In short, a healthy diet is incomplete without veggies. To reap the most benefits, try to include a variety of vegetables in your meals each day. Aim for a rainbow of colors when choosing your vegetables so that you can get a good mix of nutrients. The best time to eat veggies is when they are fresh, but frozen and canned vegetables still provide many benefits.
Low in Calories
Vegetables have very low calorie counts and are full of nutrients. Eating them can help you stay in control of your weight and prevent high blood sugar, which is often associated with type 2 diabetes.
The term’vegetables’ includes any edible portion of a plant, including leaves, stems, flowers, roots and tubers. This includes cruciferous vegetables like cauliflower and broccoli, but also leafy greens such as kale and arugula. Roots and tubers are included in this category as well, such as cassava and yams.
Most non-starchy veggies are very low in calories. In fact, the American Diabetes Association recommends filling half your plate with them at meals. These veggies are low in sodium and rich in potassium and other vitamins and minerals. They’re also a good source of fiber, which helps your body pass food more quickly through the digestive tract. Starchy vegetables, such as corn and potatoes, are high in carbohydrates and can have a direct effect on your blood sugar, but they’re healthier than refined carbohydrates like white rice, pasta and bread. They’re also high in vitamin C.
Helps Control Blood Sugar
Your mom probably told you that vegetables were good for you, and she was right. Vegetables contain important vitamins, minerals and nutrients that help protect against many diseases, including diabetes, heart disease, high blood pressure, and cancer.
Adding vegetables to your meals can help you control your weight by filling you up and providing the fiber you need. Vegetables are also low in calories, making them a dieter’s best friend. You can snack on veggies like carrots, cherry tomatoes or celery slices for a healthy alternative to higher-calorie foods like chips or cookies.
Vegetables also provide a great source of protein, which is helpful for vegetarians and people following medical diets. You can get protein from a variety of vegetables, including beans, lentils and quinoa. However, some people find it hard to digest the proteins found in vegetables, and may experience excessive gas from eating them. If this is the case for you, it’s important to work with a registered dietitian to meal-plan and better understand your food intolerances.
Helps Fight Cancer
A diet rich in vegetables may lower a person’s cancer risk, according to research. Vegetables, especially cruciferous vegetables like broccoli and other members of the cabbage family (Brussels sprouts, bok choy, cauliflower) contain cancer-fighting compounds called glucosinolates. These plants help halt DNA damage, and in the case of cruciferous veggies such as broccoli and kale, can also deactivate carcinogens.

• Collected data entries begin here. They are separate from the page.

PR #1608, opened 2023-01-30
fix: check if all tokens are hidden on dashboard

### LINKED ISSUE #1607: [Hidden tokens] The token counter never finish loading if all tokens are hidden
## Bug description
Tested in a safe 1.0.0. 
This safe only has ETH tokens in the list. After hiding the token, in the main dashboard the token counter loads indefinitely. Tried the same in current prod build and there it works fine: the counter shows a " 0 "

## Environment
 - Browser: Chrome
 - Wallet: MetaMask
 - Chain: Goerli
 - Env: https://release_1_4_0--webcore.review-web-core.5afe.dev/gor:0x41EfabA9C6264BA81f235B7Bc2e3eb2390782790/home
 - RC: https://github.com/safe-global/web-core/pull/1599

## Steps to reproduce
 1. Go to The safe listed
 2. Hide the token it has in the assets list
 3. Go to the dashboard

## Expected result
The Counter should show a "0" in the counter (this happens like that in current prod build)

## Obtained result
The counter loads indefinitely

## Screenshots
image
image

iamacook:
## What it solves

Resolves #1607

## How this PR fixes it

The hiding of native tokens is no longer possible.

## How to test it

1. Open a Safe with multiple tokens and observe that the "Tokens" amount on the dashboard switches from the loading skeleton to the number of tokens owned.
2. Navigate to the assets page and hide all tokens then back to the dashboard and refresh. Observe that the "Tokens" amount changes from the loading skeleton to 0.
3. Switch to a Safe that has fewer tokens (hidden token amount is higher). Observe that the the loading skeleton switches from loading skeleton to 0.

Varing amounts of hidden tokens should no make the loading skeleton change to 0 to n. It should always change from the skeleton to the amount of tokens not hidden.

## Screenshots

hidden-tokens


katspaugh (changes requested):
A whole global hook just to check if all tokens are hidden?
I would instead show the skeleton only when balances are actually loading.
Or alternatively, disable hiding the default token like it was originally suggested.

iamacook:
> A whole global hook just to check if all tokens are hidden? I would instead show the skeleton only when balances are actually loading. Or alternatively, disable hiding the default token like it was originally suggested.

If we hide the amount based on when the balances are loading it will first render 0 before the true balance. I think the latter is a better suggestion.

iamacook:
> A whole global hook just to check if all tokens are hidden? I would instead show the skeleton only when balances are actually loading. Or alternatively, disable hiding the default token like it was originally suggested.

If we hide the amount based on when the balances are loading it will first render 0 before the true balance. I think the latter is a better suggestion.

src/hooks/useHasHiddenAllTokens.ts
```diff
@@ -0,0 +1,14 @@
+import { useMemo } from 'react'
+import { useVisibleBalances } from './useVisibleBalances'
+import useHiddenTokens from './useHiddenTokens'
+
+const useHasHiddenAllTokens = (): boolean => {
+  const { balances, loading } = useVisibleBalances()
+  const hiddenTokens = useHiddenTokens()
+
+  return useMemo(() => {
+    return !loading && hiddenTokens.length > 0 && hiddenTokens.length >= balances.items.length
```
schmanu, line 10: This condition is technically not correct.
`useHiddenTokens` returns all hidden tokens per chain. It does not check if those are also part of the current Safe's balance. 

`hiddenTokens.length >= balances.items.length` therefore does not really mean anything because there could for instance be 10 hidden spam tokens and 3 legit tokens in the current balance leading to 10 >= 3 but at the same time not all tokens are hidden.

src/components/dashboard/Overview/Overview.tsx
```diff
@@ -139,7 +141,9 @@ const Overview = (): ReactElement => {
                     <Typography color="border.main" variant="body2">
                       Tokens
                     </Typography>
-                    <StyledText fontSize="lg">{tokenCount || <ValueSkeleton />}</StyledText>
+                    <StyledText fontSize="lg">
+                      {tokenCount || hasHiddenAllTokens ? tokenCount : <ValueSkeleton />}
```
schmanu, line 145: I would attach this to 
```ts
const { balances, loading } = useVisibleBalances()
{/* ... */}
<StyledText fontSize="lg">
  {loading ? <ValueSkeleton /> : tokenCount }
</StyledText>
```

schmanu (changes requested):

src/hooks/useHasHiddenAllTokens.ts
iamacook: I've altered the PR to only disable the hiding of native tokens. I think it's a cleaner solution.

src/components/dashboard/Overview/Overview.tsx
iamacook: When the `loading` flag changes, it will initially show `0` tokens before the `tokenCount`. I've changed the logic to not allow for the hiding of native token now. I think it's a cleaner solution.

schmanu (approved):
🚀

francovenica:
I still see the issue even if the main network token is not hidden. This issue I have with this safe also happens in the RC, so maybe the main problem is not just about hiding the tokens. Check this safe
https://dashboard_hidden_tokens--webcore.review-web-core.5afe.dev/oeth:0xe81170d6Db8834CCA22e317089Eff1d06217BC70/home

iamacook:
> I still see the issue even if the main network token is not hidden. This issue I have with this safe also happens in the RC, so maybe the main problem is not just about hiding the tokens.

@schmanu lent a hand on this and it should now be resolved.

src/components/dashboard/Overview/Overview.tsx
```diff
@@ -100,6 +100,8 @@ const Overview = (): ReactElement => {
   // Native token is always returned even when its balance is 0
   const tokenCount = useMemo(() => balances.items.filter((token) => token.balance !== '0').length, [balances])
   const nftsCount = useMemo(() => (nfts ? `${nfts.next ? '>' : ''}${nfts.results.length}` : ''), [nfts])
+  // Only initially the items are completely empty because our gateway always returns the native token balance
+  const isTokenCountLoading = balances.items.length === 0
```
katspaugh, line 104: If this is enough, maybe just keep this? The isNative check is not really needed then.

iamacook:
Closing in favour of https://github.com/safe-global/web-core/pull/1614.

Broccoli and other cruciferous vegetables have also been shown to protect against other types of cancer, as well as heart disease and high blood pressure. They are also a good source of vitamin C, folate and fiber.
Eating a variety of different vegetables and fruits is best for your health. Try to eat vegetables in their raw form, as cooking and processing can diminish certain vitamins, minerals and phytochemicals. Limit fruit juice, as it contains lots of added sugars that aren’t healthy for you. If you prefer to eat cooked vegetable, steam them or stir-fry them to retain their phytochemicals and other nutrients. Add a variety of steamed vegetables to your meals and try new recipes that include fresh or frozen vegetables and fruits.